Als schweren, unaufhaltsam in die Regionen der Unheilbarkeit übergehenden Krankheitsverlauf schildert der Erzähler die in Qualen der Eifersucht führende Liebe des gebildeten, in den höchsten sozialen Kreisen verkehrenden Charles Swann zu Odette de Crecy. Die Beharrlichkeit, mit der Swann deren kaum verhüllte Existenz als Kokotte übersieht, ist eines der Krankheitssymptome.

Der Bazillus hat im Roman des Sohnes nur einen Gastauftritt, dem Vater ist er Schlüsselfigur

Als die Prinzessin des Laumes im Salon der Madame de Sainte-Euverte nach längerer Zeit wieder auf Swann gestoßen ist, bemerkt sie am Abend zu ihrem Gatten, wie lächerlich es doch sei, dass ein so gescheiter Mann wie Charles Swann sich wegen einer so unbedeutenden Person, von der man sage, sie sei durchaus dumm, in Kummer verzehre. Ein Mann von Geist solle nur unglücklich sein wegen einer Frau, die das auch verdiene. Kühl merkt dazu der Erzähler an: "Mit dem gleichen Recht wundert man sich, dass sich jemand herbeilässt, wegen einer so unscheinbaren Kreatur, wie der Kommabazillus es ist, an Cholera zu erkranken."

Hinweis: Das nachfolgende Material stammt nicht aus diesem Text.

PR #2181, opened 2021-04-15
Fix not showing timer's text on inactive tracks.

florian-kuebler:
A timer's text slice is currently only drawn on expanded tracks
(for ThreadTracks). However, tracks having just one depth of
timers are not "expanded", but "inactive". Thus, the check needs
to be "not collapsed".

Test: Take a capture with one function hooked.
Bug: http://b/185362423

### DIFF
--- a/src/OrbitGl/ThreadTrack.cpp
+++ b/src/OrbitGl/ThreadTrack.cpp
@@ -486,7 +486,7 @@ void ThreadTrack::UpdatePrimitives(Batcher* batcher, uint64_t min_tick, uint64_t
       const Vec2& size = text_box.GetSize();
 
       if (text_box.Duration() > draw_data.ns_per_pixel) {
-        if (collapse_toggle_->IsExpanded()) {
+        if (!collapse_toggle_->IsCollapsed()) {
           SetTimesliceText(text_box.GetTimerInfo(), draw_data.world_start_x, z_offset, &text_box);
         }
         batcher->AddShadedBox(pos, size, draw_data.z, color, std::move(user_data));


src/OrbitGl/ThreadTrack.cpp
```diff
@@ -486,7 +486,7 @@ void ThreadTrack::UpdatePrimitives(Batcher* batcher, uint64_t min_tick, uint64_t
       const Vec2& size = text_box.GetSize();
 
       if (text_box.Duration() > draw_data.ns_per_pixel) {
-        if (collapse_toggle_->IsExpanded()) {
+        if (!collapse_toggle_->IsCollapsed()) {
```
reichlfl, line 489: Should we (in a future PR) maybe change this behavior? I think it's reasonable to expect that `IsCollapsed() != IsExpanded` holds... we could only provide one of both methods, and `IsCollapsible()` in addition to deal with single-level tracks, WDYT? Could you create a bug for this?

reichlfl (approved):
LGTM, thanks!

src/OrbitGl/ThreadTrack.cpp
reichlfl: Reading your initial commit, maybe the solution should rather be to have this a tri-state Collapsed / Expanded / Inactive.

florian-kuebler: >Reading your initial commit, maybe the solution should rather be to have this a tri-state Collapsed / Expanded / Inactive.

This is how it is currently implemented. There is this tri-state and there are methods for IsCollapsed, IsExpanded, IsInactive. I simply was not aware of the third state. Not sure about a nice solution here. It is probably not too bad as it is now.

Im Roman des Sohnes hat der Kommabazillus nur einen Gastauftritt. In den Schriften wie im Leben des Vaters Adrien Proust ist der"bacille virgule" eine Schlüsselfigur beim Übergang der Seuchenbekämpfung und noch jungen Epidemiologie ins Zeitalter der Bakteriologie. Als Robert Koch 1883 in den Cholera-Gebieten Ägyptens den Erreger entdeckte und 1884 in Indien als Krankheitsursache bestätigte, nannte er ihn wegen seiner Form "Kommabazillus". Der Name, der auf ein unscheinbares Schriftzeichen verwies, passte zum Mikroskop, dem Instrument seiner Entdeckung, er passte in eine Epoche, in der die immer strengere Philologie an den Nachweis der Existenz oder Nichtexistenz eines Kommas in Originalmanuskripten ganze Interpretationsgebäude zum Einstürzen brachte und die Lupe Sherlock Holmes' zum Emblem für die Aufdeckung von Minimalursachen im Kriminalroman wurde.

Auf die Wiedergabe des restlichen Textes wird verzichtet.